Speaking to developers at the Intel Developer Forum, Sean Maloney, executive vice president and general manager, Intel Communications Group, noted that the economic downturn in the communications industry and the explosion of the Internet has accelerated the need to shift from custom, low-volume proprietary solutions to standards-based, modular communications servers and equipment.
“Current conditions have compressed ten years of change in the communications industry into one year. To stay competitive, communications equipment providers must begin developing solutions with modular communications servers and equipment,” said Maloney.

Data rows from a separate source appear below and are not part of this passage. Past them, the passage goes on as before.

Issue #426, opened 2020-10-27
add downsampling filter


adelavega:
This should operate on extractor result outputs

tyarkoni:
This may take some work to properly integrate into the `Transformer` hierarchy... Currently every `Transformer` has to take a `Stim` as input, and `ExtractorResult` objects aren't Stims. We have the ER --> `SeriesStim` converter, so we could in principle convert every ER to a series, downsample via the new filter, and then re-aggregate into an ER. But that would be pretty ugly and inefficient. I'm tempted to make this a utility function (e.g., `downsample_results`) rather than a proper `Filter`, at least for now. Or maybe a standalone class that supports the `fit()` interface but doesn't inherit from `Transformer` (that way it should still work in a `Graph`, even if it doesn't have all of the standard magic that applies to `Stim` inputs).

Standards-based modular communications servers and equipment enable network equipment providers to deliver high-availability solutions on shorter development cycles and to lower costs. It also helps providers focus on value-add competencies such as application development and network systems integration. The servers and equipment are made up of standards-based hardware, carrier grade operating systems and high availability application programming interfaces (APIs).
“Most of Middle East countries will have abolished the monopolies within their national telecom companies within three years from now – some have already done so,” commented Gilbert Lacroix, general manager of Intel Middle East. “This will lead to continued growth of the Internet and more liberalization of pricing and subscription policies.”
“We at Intel will continue to address regional needs that will be born from this explosion and this announcement is proof of that,” added Lacroix.
Intel is currently working with over 100 companies to standardize the hardware, operating systems and software that will enable communications vendors to begin using the servers and equipment. An example of these efforts is Intel’s work with the PCI Industrial Manufacturers Group (PICMG) on the Advanced Telecom Computing Architecture (AdvancedTCA) specification, a key industry initiative for standard blade-based servers.
AdvancedTCA is an industry standard blade and chassis form factor specification that is optimized for communications and is designed to meet the scaleable requirements of communications applications through year 2010. This includes backplane capacity up to 4.5 terra bits per second, multi-protocol blade interfaces up to OC-768, RAM support beyond 8 GB/board, increased system availability and headroom for future increased performance processing.